**** PROVIDED RECORDS ****
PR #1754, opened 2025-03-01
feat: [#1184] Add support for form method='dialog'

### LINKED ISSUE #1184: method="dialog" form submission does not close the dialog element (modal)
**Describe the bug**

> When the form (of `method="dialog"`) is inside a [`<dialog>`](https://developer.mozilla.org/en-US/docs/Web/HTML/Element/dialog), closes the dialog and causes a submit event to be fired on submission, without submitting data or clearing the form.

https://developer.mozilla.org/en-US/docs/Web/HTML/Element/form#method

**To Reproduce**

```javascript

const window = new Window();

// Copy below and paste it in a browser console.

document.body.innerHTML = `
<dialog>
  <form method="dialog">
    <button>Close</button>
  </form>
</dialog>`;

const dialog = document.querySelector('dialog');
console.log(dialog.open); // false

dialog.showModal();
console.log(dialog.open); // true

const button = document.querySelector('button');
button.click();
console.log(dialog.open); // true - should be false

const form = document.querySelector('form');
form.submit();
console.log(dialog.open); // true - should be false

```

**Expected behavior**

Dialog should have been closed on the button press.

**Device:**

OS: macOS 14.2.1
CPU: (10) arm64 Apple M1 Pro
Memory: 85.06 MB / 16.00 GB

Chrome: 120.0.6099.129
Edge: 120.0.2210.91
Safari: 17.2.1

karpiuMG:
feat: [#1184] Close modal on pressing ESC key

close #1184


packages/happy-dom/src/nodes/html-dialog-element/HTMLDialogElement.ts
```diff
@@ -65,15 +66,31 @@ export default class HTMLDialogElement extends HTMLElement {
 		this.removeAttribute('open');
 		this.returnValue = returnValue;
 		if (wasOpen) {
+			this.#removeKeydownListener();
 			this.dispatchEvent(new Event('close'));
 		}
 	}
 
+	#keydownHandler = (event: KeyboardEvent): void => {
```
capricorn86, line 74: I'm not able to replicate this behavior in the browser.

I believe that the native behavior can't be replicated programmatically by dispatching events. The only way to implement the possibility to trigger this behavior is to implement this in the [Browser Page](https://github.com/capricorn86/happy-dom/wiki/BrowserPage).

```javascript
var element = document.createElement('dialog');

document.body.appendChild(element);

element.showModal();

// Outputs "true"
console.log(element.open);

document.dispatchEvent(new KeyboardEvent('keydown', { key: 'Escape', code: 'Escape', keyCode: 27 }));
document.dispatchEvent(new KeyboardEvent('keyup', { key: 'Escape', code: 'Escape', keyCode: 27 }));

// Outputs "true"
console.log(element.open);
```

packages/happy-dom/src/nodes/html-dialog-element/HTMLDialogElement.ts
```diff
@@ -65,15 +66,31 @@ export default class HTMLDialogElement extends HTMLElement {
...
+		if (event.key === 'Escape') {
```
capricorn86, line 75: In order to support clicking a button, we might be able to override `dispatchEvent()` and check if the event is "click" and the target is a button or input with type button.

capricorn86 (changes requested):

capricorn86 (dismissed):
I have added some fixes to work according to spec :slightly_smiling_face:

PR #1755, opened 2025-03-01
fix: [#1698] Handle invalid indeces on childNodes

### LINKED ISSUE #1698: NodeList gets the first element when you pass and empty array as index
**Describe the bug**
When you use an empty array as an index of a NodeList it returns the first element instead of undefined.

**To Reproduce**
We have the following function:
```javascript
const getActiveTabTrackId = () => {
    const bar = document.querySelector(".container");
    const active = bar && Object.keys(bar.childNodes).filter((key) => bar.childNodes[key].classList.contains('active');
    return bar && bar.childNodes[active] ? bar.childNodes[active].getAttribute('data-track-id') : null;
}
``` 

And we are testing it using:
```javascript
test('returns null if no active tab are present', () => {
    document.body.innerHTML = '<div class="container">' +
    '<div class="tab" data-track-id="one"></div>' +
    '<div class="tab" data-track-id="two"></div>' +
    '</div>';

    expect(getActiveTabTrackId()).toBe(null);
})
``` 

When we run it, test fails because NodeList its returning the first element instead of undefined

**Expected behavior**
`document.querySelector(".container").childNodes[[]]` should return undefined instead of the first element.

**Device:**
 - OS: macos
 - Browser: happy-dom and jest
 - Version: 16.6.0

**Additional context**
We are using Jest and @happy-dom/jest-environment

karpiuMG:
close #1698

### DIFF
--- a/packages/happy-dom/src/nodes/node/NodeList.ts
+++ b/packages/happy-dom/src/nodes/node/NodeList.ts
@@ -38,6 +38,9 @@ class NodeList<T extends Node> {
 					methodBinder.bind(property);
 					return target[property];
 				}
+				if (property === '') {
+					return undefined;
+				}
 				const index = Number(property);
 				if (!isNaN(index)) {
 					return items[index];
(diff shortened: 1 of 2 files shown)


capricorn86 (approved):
****
**** PROVIDED RECORDS ****
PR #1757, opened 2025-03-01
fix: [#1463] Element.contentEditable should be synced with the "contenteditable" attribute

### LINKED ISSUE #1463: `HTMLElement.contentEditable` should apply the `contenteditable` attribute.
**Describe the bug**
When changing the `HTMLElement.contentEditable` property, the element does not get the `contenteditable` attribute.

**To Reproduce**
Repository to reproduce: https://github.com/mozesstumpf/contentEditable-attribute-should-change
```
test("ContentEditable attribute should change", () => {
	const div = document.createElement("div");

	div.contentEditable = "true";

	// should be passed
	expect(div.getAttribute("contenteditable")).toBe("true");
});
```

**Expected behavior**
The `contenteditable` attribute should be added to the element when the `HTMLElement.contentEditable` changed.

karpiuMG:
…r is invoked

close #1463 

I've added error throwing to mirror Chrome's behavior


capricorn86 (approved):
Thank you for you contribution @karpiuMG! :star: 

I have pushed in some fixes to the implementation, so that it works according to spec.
****
WHAT TO PRODUCE
Look back at the entries above. Retype the line with "PR #1754, opened 2025-03-01", the line with "clearing the form.", and all lines in between.

RESPONSE TO THE EXERCISE
PR #1754, opened 2025-03-01
feat: [#1184] Add support for form method='dialog'

### LINKED ISSUE #1184: method="dialog" form submission does not close the dialog element (modal)
**Describe the bug**

> When the form (of `method="dialog"`) is inside a [`<dialog>`](https://developer.mozilla.org/en-US/docs/Web/HTML/Element/dialog), closes the dialog and causes a submit event to be fired on submission, without submitting data or clearing the form.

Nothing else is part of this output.